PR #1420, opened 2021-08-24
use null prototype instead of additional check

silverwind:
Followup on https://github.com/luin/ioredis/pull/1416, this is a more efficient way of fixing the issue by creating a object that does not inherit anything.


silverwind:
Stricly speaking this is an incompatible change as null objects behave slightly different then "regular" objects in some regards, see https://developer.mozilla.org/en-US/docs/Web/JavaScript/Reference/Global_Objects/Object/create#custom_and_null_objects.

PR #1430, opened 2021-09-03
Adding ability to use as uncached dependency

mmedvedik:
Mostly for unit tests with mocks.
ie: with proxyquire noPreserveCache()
---
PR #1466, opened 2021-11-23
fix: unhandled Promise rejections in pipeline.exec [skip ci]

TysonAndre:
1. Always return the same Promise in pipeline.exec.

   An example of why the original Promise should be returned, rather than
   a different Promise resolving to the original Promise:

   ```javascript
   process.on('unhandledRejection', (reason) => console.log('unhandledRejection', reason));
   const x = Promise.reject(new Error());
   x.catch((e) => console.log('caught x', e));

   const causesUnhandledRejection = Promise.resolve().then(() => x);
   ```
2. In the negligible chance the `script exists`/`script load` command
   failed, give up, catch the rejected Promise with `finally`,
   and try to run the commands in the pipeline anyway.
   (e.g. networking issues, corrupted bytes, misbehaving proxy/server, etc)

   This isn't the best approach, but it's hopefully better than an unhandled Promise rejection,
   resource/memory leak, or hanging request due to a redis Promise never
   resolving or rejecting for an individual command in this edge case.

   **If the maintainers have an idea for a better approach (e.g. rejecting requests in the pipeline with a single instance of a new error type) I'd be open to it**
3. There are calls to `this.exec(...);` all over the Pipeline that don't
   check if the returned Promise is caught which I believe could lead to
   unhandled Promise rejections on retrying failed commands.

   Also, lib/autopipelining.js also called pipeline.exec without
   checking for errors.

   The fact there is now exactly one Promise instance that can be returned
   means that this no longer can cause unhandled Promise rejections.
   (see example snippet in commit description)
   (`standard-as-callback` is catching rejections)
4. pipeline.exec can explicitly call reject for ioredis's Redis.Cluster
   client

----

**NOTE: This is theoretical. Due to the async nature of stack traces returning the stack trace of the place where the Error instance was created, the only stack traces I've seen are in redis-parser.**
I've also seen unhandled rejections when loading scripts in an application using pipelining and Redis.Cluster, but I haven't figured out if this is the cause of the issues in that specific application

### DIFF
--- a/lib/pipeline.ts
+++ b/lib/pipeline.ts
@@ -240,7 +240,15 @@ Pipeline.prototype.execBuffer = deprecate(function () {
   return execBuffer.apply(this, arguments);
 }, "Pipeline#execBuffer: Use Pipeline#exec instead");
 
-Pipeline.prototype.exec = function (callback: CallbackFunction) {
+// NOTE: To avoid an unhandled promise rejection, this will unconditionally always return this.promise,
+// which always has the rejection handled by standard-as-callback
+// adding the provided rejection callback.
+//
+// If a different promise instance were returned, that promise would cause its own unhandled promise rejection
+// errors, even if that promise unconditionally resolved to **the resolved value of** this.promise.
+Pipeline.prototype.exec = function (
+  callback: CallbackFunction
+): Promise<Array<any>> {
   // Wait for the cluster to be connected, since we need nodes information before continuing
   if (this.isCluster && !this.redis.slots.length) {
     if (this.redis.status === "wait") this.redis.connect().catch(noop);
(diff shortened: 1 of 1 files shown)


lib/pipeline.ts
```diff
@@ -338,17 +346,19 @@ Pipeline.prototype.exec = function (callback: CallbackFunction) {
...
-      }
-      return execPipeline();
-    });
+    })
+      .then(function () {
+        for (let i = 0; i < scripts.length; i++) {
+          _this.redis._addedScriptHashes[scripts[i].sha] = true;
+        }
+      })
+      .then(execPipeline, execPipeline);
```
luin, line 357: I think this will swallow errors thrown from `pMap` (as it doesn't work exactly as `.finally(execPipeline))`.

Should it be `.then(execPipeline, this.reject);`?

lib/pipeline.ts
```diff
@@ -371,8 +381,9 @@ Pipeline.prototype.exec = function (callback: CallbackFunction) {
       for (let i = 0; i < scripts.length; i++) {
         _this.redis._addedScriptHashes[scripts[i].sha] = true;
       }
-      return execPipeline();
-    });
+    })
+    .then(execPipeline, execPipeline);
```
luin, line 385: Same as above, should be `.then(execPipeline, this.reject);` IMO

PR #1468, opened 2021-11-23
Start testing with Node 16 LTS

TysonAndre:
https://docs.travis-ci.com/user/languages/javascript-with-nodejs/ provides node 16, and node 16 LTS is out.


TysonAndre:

*ABOUT THIS EXERCISE*
From the listing above, return every line that contains the word "then".

*RESPONSE TO THIS EXERCISE*
Stricly speaking this is an incompatible change as null objects behave slightly different then "regular" objects in some regards, see https://developer.mozilla.org/en-US/docs/Web/JavaScript/Reference/Global_Objects/Object/create#custom_and_null_objects.
   const causesUnhandledRejection = Promise.resolve().then(() => x);
+      .then(function () {
+      .then(execPipeline, execPipeline);
Should it be `.then(execPipeline, this.reject);`?
+    .then(execPipeline, execPipeline);
luin, line 385: Same as above, should be `.then(execPipeline, this.reject);` IMO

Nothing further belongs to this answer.